(Records contained in a dataset)
====

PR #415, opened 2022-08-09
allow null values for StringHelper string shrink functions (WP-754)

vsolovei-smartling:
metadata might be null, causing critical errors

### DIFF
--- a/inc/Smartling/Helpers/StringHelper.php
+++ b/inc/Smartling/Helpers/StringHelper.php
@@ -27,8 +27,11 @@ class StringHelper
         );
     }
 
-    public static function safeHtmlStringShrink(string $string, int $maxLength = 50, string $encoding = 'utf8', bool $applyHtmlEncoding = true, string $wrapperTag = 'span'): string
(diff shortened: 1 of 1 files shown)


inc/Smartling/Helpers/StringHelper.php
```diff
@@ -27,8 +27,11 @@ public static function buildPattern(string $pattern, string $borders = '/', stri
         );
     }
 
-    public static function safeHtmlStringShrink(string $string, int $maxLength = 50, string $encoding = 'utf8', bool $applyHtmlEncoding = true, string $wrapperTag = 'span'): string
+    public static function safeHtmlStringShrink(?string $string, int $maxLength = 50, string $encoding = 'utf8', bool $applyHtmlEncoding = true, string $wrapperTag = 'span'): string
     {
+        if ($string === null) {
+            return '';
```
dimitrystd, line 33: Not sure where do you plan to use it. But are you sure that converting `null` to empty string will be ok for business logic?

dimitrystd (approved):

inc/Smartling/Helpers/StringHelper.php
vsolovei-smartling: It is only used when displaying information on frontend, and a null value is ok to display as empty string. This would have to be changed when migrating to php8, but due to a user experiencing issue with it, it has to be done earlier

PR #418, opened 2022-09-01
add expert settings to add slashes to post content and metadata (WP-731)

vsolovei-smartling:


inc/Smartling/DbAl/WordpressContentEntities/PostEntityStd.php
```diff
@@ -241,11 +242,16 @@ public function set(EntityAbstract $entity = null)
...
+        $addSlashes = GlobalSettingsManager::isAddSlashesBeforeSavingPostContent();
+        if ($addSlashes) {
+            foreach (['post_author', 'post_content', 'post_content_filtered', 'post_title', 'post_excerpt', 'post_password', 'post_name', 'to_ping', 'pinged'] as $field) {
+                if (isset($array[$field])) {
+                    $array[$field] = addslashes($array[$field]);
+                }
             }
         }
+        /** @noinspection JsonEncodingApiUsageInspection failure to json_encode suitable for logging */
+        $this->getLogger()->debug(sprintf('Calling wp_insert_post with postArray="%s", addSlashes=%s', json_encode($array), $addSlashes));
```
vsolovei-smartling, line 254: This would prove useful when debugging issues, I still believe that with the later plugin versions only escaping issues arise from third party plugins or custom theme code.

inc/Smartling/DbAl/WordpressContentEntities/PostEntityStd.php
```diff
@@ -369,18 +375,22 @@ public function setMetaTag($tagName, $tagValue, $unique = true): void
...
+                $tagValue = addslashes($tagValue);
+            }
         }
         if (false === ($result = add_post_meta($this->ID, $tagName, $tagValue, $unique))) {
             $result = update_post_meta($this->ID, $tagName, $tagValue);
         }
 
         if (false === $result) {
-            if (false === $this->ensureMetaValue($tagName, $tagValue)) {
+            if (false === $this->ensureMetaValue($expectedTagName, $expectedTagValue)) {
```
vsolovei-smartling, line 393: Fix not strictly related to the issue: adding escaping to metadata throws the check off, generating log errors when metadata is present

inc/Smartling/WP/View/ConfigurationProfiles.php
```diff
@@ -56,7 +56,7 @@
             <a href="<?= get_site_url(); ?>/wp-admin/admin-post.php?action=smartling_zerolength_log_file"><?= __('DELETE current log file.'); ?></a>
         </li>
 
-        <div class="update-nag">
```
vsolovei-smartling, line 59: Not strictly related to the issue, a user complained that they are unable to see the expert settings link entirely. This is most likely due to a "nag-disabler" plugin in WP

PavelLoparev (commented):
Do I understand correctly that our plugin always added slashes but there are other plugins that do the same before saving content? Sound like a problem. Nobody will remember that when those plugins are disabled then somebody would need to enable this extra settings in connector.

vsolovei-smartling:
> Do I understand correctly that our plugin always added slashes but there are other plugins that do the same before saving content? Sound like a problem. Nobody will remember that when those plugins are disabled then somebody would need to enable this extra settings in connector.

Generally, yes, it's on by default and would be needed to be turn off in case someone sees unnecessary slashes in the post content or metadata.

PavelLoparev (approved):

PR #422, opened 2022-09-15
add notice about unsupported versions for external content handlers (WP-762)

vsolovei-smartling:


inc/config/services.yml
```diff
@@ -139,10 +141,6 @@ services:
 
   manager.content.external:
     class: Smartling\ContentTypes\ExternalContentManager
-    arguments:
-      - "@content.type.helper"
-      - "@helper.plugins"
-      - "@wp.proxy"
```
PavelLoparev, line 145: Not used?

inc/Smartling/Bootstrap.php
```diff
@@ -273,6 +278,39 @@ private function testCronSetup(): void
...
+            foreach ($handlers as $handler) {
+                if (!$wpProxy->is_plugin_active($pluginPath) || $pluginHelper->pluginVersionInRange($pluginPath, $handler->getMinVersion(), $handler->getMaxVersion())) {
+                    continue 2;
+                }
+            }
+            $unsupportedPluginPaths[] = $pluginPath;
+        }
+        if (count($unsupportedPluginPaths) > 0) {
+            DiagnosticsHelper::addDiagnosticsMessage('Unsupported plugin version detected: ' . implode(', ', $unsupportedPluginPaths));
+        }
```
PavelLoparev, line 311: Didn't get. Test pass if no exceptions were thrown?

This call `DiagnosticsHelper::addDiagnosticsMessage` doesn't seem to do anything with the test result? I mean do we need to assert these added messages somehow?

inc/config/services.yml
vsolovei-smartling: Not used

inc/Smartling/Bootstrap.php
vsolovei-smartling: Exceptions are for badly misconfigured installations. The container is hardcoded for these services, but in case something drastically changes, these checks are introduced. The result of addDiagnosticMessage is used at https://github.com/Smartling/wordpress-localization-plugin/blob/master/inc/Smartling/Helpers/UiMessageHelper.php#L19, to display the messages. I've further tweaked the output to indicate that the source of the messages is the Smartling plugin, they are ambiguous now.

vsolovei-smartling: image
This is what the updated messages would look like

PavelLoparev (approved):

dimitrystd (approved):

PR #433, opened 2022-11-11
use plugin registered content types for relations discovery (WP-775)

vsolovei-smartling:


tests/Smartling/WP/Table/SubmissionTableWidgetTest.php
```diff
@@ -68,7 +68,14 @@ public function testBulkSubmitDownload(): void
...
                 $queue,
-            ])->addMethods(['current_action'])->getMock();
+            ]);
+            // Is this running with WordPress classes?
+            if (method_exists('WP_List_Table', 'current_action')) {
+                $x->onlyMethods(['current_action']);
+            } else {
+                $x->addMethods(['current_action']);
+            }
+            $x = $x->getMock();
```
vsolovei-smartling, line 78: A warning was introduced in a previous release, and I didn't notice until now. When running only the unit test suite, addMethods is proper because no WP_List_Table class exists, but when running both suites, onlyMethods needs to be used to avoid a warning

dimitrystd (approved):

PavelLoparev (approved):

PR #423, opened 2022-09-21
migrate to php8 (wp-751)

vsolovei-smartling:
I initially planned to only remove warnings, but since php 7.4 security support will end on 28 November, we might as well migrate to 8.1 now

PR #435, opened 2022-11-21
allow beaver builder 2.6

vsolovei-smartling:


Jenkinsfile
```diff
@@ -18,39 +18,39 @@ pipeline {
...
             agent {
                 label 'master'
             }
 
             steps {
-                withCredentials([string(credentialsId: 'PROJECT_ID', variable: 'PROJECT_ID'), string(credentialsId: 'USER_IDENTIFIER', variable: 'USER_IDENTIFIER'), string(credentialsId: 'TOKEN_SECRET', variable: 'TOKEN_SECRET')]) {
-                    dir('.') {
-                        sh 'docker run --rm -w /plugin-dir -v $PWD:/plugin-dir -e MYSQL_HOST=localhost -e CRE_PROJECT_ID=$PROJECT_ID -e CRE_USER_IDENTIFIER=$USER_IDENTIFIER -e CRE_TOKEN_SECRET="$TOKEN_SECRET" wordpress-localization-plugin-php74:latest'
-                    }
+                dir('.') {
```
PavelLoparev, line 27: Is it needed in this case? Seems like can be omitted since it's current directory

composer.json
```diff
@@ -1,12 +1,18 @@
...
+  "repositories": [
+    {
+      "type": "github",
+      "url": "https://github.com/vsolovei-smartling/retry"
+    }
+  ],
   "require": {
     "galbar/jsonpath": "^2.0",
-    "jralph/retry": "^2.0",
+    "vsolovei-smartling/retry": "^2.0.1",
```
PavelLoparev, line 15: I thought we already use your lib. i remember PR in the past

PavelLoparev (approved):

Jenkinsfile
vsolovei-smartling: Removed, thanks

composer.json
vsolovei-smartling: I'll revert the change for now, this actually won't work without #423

====

-- TRY IT --
Report all lines of the data that include the word "DiagnosticsHelper".

-- ANSWER BOX --
+            DiagnosticsHelper::addDiagnosticsMessage('Unsupported plugin version detected: ' . implode(', ', $unsupportedPluginPaths));
This call `DiagnosticsHelper::addDiagnosticsMessage` doesn't seem to do anything with the test result? I mean do we need to assert these added messages somehow?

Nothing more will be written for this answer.